In contrast, we found a weak relationship between the two NDVIs in evergreen forests. However, our results agree with previous studies where the start of season of DBF is more successfully detected than for evergreen needleleaf and broadleaf biomes [44]. In fact, in evergreen biomes, the expansion of leaves is unrelated to the start of spring photosynthetic activity and GPP and uncoupled with changes in spring greenness [46]. In addition, in boreal evergreen biomes, the annual phenological cycles are related more to snow and snow melt than changes in needle canopy greening dynamics in boreal climates, as shown in the work of Jönsson et al. [47]. Given that the change in greenness of ENF at the start of the growing season may be decoupled from the start of seasonal carbon uptake, and hence may be independent of ecosystem physiological activity [48], and the view that NDVI may not be an effective proxy for the estimation of seasonal changes in GPP phenology [17], the chlorophyll content index (CCI; [10]) has been proposed as a more accurate remote sensing based proxy to estimate GPP phenology and seasonal dynamics in ENF [27].

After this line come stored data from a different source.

PR #2657, opened 2024-11-21
Use sphinx-changelog

maxnoe:
Replace custom solution with using sphinx-changelog, this also works on readthedocs and means we get the changelog previewed in the "latest" docs.

### DIFF
--- a/.github/workflows/ci.yml
+++ b/.github/workflows/ci.yml
@@ -206,9 +206,5 @@ jobs:
           git describe --tags
           python -c 'import ctapipe; print(ctapipe.__version__)'
 
-      - name: Produce Changelog
-        run: |
-          towncrier build --yes
-
       - name: Build docs
         run: make doc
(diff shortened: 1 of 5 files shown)


Tobychev:
Results look identical between the CI version and latest, so I'm confused about what you mean by this "we get the changelog previewed"?

I can spot one behaviour change between the [CI version](https://ctapipe--2657.org.readthedocs.build/en/2657/changelog.html#ctapipe-v0-23-0-2024-11-18) and [prod](https://ctapipe.readthedocs.io/en/stable/changelog.html): when you scroll all the way up on the CI the right hand side content menu doesn't collapse down to one line per release like it does on prod.

maxnoe:
> Results look identical between the CI version and latest, 

That's because we haven't merged anything yet since the last tag

kosack (approved):

maxnoe:
But this branch is not updated with respect to merge

Tobychev (approved):

maxnoe:
You can now see it here: https://ctapipe.readthedocs.io/en/latest/changelog.html @Tobychev

Issue #1110, opened 2019-07-17
Break up `utils` into subpackages with better names


MaxNoe:
Something called `utils` will mostly end up as a catch it all module of unrelated stuff.

kosack:
current contents (which you can see are already pretty unrelated):

* ``astro``: star catalog access
* ``datasets``: access to external (supporting) data like ctapipe-extra or files in the CTAPIPE_SVC_PATH
* ``CutFlow``: class to apply and track cuts applied to events
* ``fitshistogram``: class to create and manage N-D histograms, with read/write to FITS
* ``json2fits``: convert JSON docs to FITS headers (not used?) 
* ``linalg``: linear algebra helper functions
* ``dynamic_class``:  construct a class by name (I think). Doesn't seem to be used anymore...
* ``table_interpolator, table_interpolator, template_network_interpolator, unstructured_interpolator``: general ND interpolators used by ImPACT?
* ``rgbtohex``: color conversion for e.g. web guis using Bokeh

MaxNoe:
> I think it was for serializing config files to FITS)

God help us

MaxNoe:
Had a look at linalg:

* rotation_matrix_2d: should go into the coordinate trafos
* length: not used
* normalize and angle: verbatim copies of the same functions in  `HillasReconstructor` and not used anywhere else

I think this module should be removed and the function defined where they are used.

PR #2658, opened 2024-11-22
Fix uncertainty calculation in StereoMeanCombiner

LukasBeiske:
This fixes a problem with the uncertainties calculated by `StereoMeanCombiner` where the mapping of telescope events to array events did not work correctly. This resulted in many nan values in e.g. the `RandomForestRegressor_energy_uncert` column.

In doing so, I added a new module (`ctapipe.vectorization`) for the helper functions I implemented. This module also contains a faster (numba) alternative to `np.unique`, `ctapipe.vectorization.get_subarray_index`.

This is part of #2497, but I think this should be fixed regardless of the other content of that PR.


src/ctapipe/vectorization/aggregate.py
```diff
@@ -0,0 +1,145 @@
+"""Helper functions for vectorizing numpy operations."""
+
+import numpy as np
```
maxnoe, line 3: Do we really need a full new submodule for this? This looks like it could be in `ctapipe/reco/telescope_event_handling` or similar

LukasBeiske: I think I put it in `ctapipe.utils` initially, but that module is already pretty large. 
But that would be fine with me. Alternatively, what about `ctapipe.reco.utils`?

maxnoe: Sure, that also fits

kosack: Maybe just make a better-named, potentially private, sub-module under `reco` or `io`. Dumping random things into modules called "Utils" ends up being too generic (see #1110).

LukasBeiske: Good point. I went with Max' initial idea of `ctapipe.reco.telescope_event_handling`. Regarding the docs: Currently only the different reconstructors themselves are included in the docs, but none of the different helper/ preprocessing functions. Do we want to keep it this way?

src/ctapipe/reco/stereo_combination.py
```diff
@@ -328,29 +298,21 @@ def predict_table(self, mono_predictions: Table) -> Table:
             stereo_table[f"{self.prefix}_goodness_of_fit"] = np.nan
 
         elif self.property is ReconstructionProperty.ENERGY:
-            if len(valid_predictions) > 0:
-                mono_energies = valid_predictions[f"{prefix}_energy"].quantity.to_value(
+            if np.sum(valid) > 0:
```
maxnoe, line 301: count_nonzero

src/ctapipe/reco/stereo_combination.py
```diff
@@ -299,26 +268,27 @@ def predict_table(self, mono_predictions: Table) -> Table:
...
-        n_array_events = len(array_events)
-        weights = self._calculate_weights(valid_predictions)
+        weights = self._calculate_weights(mono_predictions[valid])
 
         if self.property is ReconstructionProperty.PARTICLE_TYPE:
-            if len(valid_predictions) > 0:
-                mono_predictions = valid_predictions[f"{prefix}_prediction"]
-                stereo_predictions = _weighted_mean_ufunc(
-                    mono_predictions, weights, n_array_events, indices[valid]
+            if np.sum(valid) > 0:
```
maxnoe, line 284: count_nonzero

src/ctapipe/reco/stereo_combination.py
```diff
@@ -369,22 +331,37 @@ def predict_table(self, mono_predictions: Table) -> Table:
             stereo_table[f"{self.prefix}_goodness_of_fit"] = np.nan
 
         elif self.property is ReconstructionProperty.GEOMETRY:
-            if len(valid_predictions) > 0:
+            if np.sum(valid) > 0:
```
maxnoe, line 334: count_nonzero

src/ctapipe/reco/telecope_event_handling.py
```diff
@@ -0,0 +1,145 @@
...
+    return combined_values
+
+
+def weighted_mean_std_ufunc(
+    tel_values,
+    valid_tel,
+    n_array_events,
+    indices,
+    multiplicity,
+    weights=np.array([1]),
```
maxnoe, line 91: Using 1 is the easiest code, but we should be able to gain performance and the difference in code should not be so large to special case the "no weights" case, right?

src/ctapipe/reco/telecope_event_handling.py
```diff
@@ -0,0 +1,145 @@
...
+    """
+    combined_values = np.zeros(n_array_events)
+    np.add.at(combined_values, indices, tel_data)
+    return combined_values
+
+
+def weighted_mean_std_ufunc(
+    tel_values,
+    valid_tel,
+    n_array_events,
```
maxnoe, line 88: Is this argument needed? `n_array_elements == len(multiplicities)`, right?

src/ctapipe/reco/telecope_event_handling.py
```diff
@@ -0,0 +1,145 @@
...
+        idx,
+    )
+
+
+def get_subarray_index(tel_table):
+    """
+    Get the obs_ids and event_ids of all subarray events contained
+    in a table of telescope events, their multiplicity and an array
+    giving the index of the subarray event for each telescope event.
+    This requires the telescope events to be SORTED by their corresponding
```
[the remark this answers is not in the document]
LukasBeiske: That is what I meant by "Sorted by their corresponding subarray events", but I admit that this is not a good way of wording it.

src/ctapipe/reco/telecope_event_handling.py
LukasBeiske: No, it's not. Your right :+1:

src/ctapipe/reco/telecope_event_handling.py
LukasBeiske: I am struggling to get the multiplicity including only the valid telescope events (as in what I need to divide `sum_prediction` by) without calculating something like a `sum_of_weights`. Obviously, it would be possible to get them in `StereoMeanCombiner` via `np.count_nonzero(events[<prefix-of-energy-reco>_telescopes])` and parse them into `weighted_mean_std_ufunc`, but I think that would be really ugly and confusing, since this would only be needed for `weights='none'` and I would prefer any other solution. 
I will have a look again on Monday. I'm probably missing something really obvious...

maxnoe (approved):

maxnoe:
The coverage here is too low because we cannot get a valid coverage reported for the numba jitted  code, the actual coverage is pretty close to 100 %.

maxnoe (approved):

docs/changes/2658.bugfix.rst
```diff
@@ -0,0 +1,2 @@
+Fix ``<reconstruction_property>_uncert`` calculations in ``ctapipe.reco.StereoMeanCombiner``.
+Add helper functions for vectorized numpy calculations as new ``ctapipe.vectorization`` module.
```
Hckjs, line 2: Should be adapted

maxnoe: done

maxnoe (approved):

4.3. Spatial Resolution and Sensors Characteristics

We generally found that the strength of the NDVI_is–NDVI_MD relationship tended to decrease with decreasing spatial resolution (from 0.5 × 0.5 to 3.5 × 3.5 km, Figure 3), this is due to a closer spatial correlation between the NDVI_is and NDVI_MD 0.5km product as a consequence of the limited spatial representation for the in situ NDVI. In situ radiation sensors are generally mounted a few meters above the canopy, limiting radiation measurements to a small area that is not representative of the biome or landscape. This is particularly true in heterogeneous sites [35], while the instant field of view (IFOV) of the radiometric measurements tends to be too small to effectively represent a landscape or plant functional type [36,40]. The potential use of in situ radiation measurement data in the upscaling of site responses may be improved by increasing the spatial representativeness of the canopy dynamics. For example, the radiometer should be placed at the convenient distance above the canopy to sense a larger area that is comparable at the satellite pixels. To reduce the mismatch between in situ and satellite measurements, it could be helpful to have more than one radiation sensor for at least downward radiation measurements in the flux footprint area (i.e., a mobile track or transect). This allows to better identify the in situ spatial variability of canopy reflectance. A precise estimation of the flux footprint could also help to improve the upscaling of in situ data. Flux footprint is assumed to vary between 10 to 100 times of the measurements height; however, this assumption tends to overestimate the flux source area [49]. The recent launch of the space borne high-resolution ESA Sentinel-2 mission (10 m × 10 m) opens a unique opportunity in phenological application and upscaling flux and in situ data.

5. Conclusions

We found limitations of MODIS and in situ NDVI in the capture of GPP seasonal dynamics for evergreen forests due to insufficient description of plant ecophysiology by the NDVIs, and landscape heterogeneity estimated using the SHI of PFT is essential in upscaling GPP data.

Our results confirm that to improve the accuracy of upscaling in situ data of site GPP seasonal responses, in situ radiation measurements should use larger field of view to sense an area or more sensors should be placed in the flux footprint area allow optimal match with satellite sensor pixel size.